PR #394, opened 2024-04-17
Keep light on if interacting

wryun:
This makes it possible to do a bunch of things without having to keep touching the light button.

I don't really see any downside with this. If you want the light to go off, just stop touching buttons.

WARNING: haven't yet tested on real hardware. Includes a minor patch to fix what I think is a bug in the simulator (without this, the watch will freeze up on transition as the buzzer causes the simulator to sleep in a state where the last animation frame was valid if the light was on).

### DIFF
--- a/watch-library/simulator/main.c
+++ b/watch-library/simulator/main.c
@@ -89,6 +89,7 @@ void main_loop_sleep(uint32_t ms) {
     main_loop_set_sleeping(true);
     emscripten_sleep(ms);
     main_loop_set_sleeping(false);
+    animation_frame_id = ANIMATION_FRAME_ID_INVALID;
 }
 
 bool main_loop_is_sleeping(void) {
--- a/movement/movement.c
+++ b/movement/movement.c
@@ -543,6 +543,17 @@ bool app_loop(void) {
         event.subsecond = movement_state.subsecond;
         // the first trip through the loop overrides the can_sleep state
         can_sleep = wf->loop(event, &movement_state.settings, watch_face_contexts[movement_state.current_face_idx]);
+
+        // Keep light on if user is still interacting with the watch.
+        if (movement_state.light_ticks > 0) {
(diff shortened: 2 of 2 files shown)


814d3:
A nice feature, although I would at least recommend using the following mod, as it allows the LED to be used at about half the brightness level and at the same time provides better readability. This protects the LED (lifespan), the battery and your eyes ;-).
[etsy.com](https://www.etsy.com/de-en/listing/1448973768/back-light-spreader-for-casio-f-91w-a)

Kistelini:
I really like this feature, but I think it should be an option for the options menu because it changes "default" behavior of the watch.

wryun:
Hmm, surely by that logic everything is set in stone? (i.e. you can't change any of the default faces? Or is it just your concern that we're changing the button behaviour?)

watch-library/simulator/main.c
```diff
@@ -89,6 +89,7 @@ void main_loop_sleep(uint32_t ms) {
     main_loop_set_sleeping(true);
     emscripten_sleep(ms);
     main_loop_set_sleeping(false);
+    animation_frame_id = ANIMATION_FRAME_ID_INVALID;
```
matheusmoreira, line 92: This is a seemingly unrelated change -- what is the point of it?

matheusmoreira (approved):
I think this is a good feature.

watch-library/simulator/main.c
matheusmoreira: You're right, it's probably the simulator workaround. Now that you mentioned it, I re-read the pull request text and it makes sense.

I don't think this is causing any problems on real hardware. It's only compiled in simulator builds.

CarpeNoctem: Oh, you're right - I just saw that this change is inside the simulator folder. All good, then!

• EXERCISE
Wherever a line of the listing above contains the string "matheusmoreira", copy that line.

• SOLUTION TO THIS PROBLEM
matheusmoreira, line 92: This is a seemingly unrelated change -- what is the point of it?
matheusmoreira (approved):
matheusmoreira: You're right, it's probably the simulator workaround. Now that you mentioned it, I re-read the pull request text and it makes sense.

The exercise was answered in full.